List, from the lines below, each one with "what" in it.

[Recorded information Boundary: Start]

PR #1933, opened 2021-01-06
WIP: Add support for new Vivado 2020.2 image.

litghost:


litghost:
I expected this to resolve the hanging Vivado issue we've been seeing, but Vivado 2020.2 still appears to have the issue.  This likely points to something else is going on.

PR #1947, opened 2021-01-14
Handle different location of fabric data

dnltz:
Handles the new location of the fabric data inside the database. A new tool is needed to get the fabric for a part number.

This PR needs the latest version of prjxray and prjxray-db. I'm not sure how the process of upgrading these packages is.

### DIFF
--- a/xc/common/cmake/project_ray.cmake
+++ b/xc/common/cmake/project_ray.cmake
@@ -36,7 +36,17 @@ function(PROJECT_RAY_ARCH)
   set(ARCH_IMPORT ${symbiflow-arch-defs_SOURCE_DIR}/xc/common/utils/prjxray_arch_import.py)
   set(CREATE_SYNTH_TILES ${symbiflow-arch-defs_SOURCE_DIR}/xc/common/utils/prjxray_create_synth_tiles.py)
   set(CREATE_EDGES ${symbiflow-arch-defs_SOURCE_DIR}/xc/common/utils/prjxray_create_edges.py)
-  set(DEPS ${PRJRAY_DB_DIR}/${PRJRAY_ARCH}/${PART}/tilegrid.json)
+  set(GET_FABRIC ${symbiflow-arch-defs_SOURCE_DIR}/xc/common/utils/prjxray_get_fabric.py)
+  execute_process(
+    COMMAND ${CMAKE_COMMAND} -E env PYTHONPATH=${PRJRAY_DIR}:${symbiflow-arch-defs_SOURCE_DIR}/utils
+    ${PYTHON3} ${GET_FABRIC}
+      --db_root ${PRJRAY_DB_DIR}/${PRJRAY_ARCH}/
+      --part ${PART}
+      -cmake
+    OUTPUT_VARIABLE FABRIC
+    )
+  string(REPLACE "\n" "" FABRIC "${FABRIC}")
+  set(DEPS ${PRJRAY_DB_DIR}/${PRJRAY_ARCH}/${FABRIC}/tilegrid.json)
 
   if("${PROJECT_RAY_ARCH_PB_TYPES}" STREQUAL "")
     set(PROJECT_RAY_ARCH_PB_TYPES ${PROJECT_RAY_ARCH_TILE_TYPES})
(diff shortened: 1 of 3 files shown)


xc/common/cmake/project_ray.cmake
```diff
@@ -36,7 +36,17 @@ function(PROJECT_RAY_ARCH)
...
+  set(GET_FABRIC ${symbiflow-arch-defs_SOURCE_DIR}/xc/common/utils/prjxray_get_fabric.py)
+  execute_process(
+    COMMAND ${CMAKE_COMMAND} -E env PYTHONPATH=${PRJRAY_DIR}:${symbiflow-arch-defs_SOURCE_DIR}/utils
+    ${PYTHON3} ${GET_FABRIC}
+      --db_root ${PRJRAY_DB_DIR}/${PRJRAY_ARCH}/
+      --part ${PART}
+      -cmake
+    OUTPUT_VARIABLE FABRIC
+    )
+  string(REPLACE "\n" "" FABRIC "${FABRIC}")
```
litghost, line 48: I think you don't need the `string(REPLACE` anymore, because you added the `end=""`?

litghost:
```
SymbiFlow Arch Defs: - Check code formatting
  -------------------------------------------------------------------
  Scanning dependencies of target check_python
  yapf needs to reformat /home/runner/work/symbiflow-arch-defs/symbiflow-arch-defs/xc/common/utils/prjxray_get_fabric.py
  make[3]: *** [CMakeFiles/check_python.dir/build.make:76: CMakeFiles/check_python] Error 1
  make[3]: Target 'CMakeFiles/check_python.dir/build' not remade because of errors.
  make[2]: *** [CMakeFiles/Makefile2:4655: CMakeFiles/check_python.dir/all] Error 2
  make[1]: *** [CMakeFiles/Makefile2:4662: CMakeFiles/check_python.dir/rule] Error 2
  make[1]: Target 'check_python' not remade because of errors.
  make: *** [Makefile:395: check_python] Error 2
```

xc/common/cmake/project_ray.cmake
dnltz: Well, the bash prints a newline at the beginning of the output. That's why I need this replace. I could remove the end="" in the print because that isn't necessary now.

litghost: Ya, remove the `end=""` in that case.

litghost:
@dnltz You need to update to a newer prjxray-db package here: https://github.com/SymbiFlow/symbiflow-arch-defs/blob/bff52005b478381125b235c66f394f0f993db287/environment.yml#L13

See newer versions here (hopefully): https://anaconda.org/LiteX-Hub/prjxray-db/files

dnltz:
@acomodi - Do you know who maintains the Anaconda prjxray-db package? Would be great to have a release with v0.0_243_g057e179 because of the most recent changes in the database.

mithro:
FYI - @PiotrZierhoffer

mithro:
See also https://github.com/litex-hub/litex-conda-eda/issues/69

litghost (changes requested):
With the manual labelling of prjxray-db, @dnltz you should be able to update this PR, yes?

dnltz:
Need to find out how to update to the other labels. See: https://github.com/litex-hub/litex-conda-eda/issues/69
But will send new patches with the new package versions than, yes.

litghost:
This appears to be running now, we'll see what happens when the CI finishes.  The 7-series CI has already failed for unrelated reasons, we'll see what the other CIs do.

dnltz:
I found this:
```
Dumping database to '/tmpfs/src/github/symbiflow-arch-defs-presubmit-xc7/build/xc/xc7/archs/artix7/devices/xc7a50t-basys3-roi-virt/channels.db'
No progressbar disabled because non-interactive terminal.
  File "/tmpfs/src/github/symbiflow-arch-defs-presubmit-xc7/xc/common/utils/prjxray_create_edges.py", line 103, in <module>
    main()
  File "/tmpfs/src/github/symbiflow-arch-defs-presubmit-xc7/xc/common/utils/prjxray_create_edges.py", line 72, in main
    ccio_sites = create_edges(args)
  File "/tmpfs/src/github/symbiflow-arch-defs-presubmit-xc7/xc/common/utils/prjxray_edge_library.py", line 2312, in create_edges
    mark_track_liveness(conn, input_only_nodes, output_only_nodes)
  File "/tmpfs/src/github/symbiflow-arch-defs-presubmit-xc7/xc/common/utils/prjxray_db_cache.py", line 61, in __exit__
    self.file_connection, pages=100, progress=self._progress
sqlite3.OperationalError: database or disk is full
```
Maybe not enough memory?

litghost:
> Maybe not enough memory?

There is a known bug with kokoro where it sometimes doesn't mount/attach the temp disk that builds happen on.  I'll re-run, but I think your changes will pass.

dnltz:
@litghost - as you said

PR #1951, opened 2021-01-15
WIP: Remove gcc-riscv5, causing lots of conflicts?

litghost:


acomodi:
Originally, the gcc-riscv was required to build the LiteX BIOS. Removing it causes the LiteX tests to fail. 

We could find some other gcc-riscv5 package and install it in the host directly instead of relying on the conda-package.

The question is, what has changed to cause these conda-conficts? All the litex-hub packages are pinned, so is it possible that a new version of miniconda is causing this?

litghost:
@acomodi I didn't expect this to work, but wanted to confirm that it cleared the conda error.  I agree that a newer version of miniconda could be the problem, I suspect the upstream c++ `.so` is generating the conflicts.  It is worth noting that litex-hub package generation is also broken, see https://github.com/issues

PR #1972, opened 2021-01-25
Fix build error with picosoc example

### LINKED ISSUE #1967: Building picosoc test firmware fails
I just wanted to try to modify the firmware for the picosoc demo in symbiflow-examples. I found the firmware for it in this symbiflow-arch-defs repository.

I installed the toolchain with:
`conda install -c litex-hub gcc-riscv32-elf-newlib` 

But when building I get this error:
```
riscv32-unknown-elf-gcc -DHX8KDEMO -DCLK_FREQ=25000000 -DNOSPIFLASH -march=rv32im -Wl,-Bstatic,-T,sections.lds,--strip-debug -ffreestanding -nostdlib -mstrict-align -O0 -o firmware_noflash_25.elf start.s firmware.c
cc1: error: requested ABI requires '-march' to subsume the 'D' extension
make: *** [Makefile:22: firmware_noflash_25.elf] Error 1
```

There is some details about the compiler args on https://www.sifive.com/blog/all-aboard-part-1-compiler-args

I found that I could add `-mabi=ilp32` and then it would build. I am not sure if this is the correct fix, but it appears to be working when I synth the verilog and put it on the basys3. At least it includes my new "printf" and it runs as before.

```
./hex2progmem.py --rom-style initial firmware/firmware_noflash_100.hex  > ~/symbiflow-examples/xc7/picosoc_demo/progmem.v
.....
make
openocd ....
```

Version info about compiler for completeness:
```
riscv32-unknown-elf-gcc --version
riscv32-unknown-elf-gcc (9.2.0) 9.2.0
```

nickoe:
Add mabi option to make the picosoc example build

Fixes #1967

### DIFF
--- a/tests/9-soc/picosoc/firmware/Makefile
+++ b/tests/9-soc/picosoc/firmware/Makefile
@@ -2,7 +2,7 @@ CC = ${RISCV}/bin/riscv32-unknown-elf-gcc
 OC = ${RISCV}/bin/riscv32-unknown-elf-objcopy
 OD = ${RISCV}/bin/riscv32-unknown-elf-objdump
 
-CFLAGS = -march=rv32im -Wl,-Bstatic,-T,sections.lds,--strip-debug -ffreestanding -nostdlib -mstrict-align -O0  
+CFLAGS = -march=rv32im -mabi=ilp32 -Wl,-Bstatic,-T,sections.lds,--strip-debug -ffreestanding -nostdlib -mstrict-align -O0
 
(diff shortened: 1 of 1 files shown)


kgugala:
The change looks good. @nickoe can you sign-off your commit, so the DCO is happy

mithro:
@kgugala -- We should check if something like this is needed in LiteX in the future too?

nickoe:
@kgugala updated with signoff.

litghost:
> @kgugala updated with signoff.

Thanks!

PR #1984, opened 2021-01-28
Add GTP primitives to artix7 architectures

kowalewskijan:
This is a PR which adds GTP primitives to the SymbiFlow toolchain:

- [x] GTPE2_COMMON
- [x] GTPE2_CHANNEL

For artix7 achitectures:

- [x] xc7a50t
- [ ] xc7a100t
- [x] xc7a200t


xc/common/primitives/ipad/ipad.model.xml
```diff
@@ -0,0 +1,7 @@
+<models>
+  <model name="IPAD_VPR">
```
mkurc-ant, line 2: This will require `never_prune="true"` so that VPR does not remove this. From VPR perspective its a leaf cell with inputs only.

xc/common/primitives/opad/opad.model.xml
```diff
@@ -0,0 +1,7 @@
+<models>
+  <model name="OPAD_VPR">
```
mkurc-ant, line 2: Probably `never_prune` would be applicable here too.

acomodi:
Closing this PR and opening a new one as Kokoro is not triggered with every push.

[Recorded information Boundary: End]

* Expected output
This appears to be running now, we'll see what happens when the CI finishes.  The 7-series CI has already failed for unrelated reasons, we'll see what the other CIs do.
The question is, what has changed to cause these conda-conficts? All the litex-hub packages are pinned, so is it possible that a new version of miniconda is causing this?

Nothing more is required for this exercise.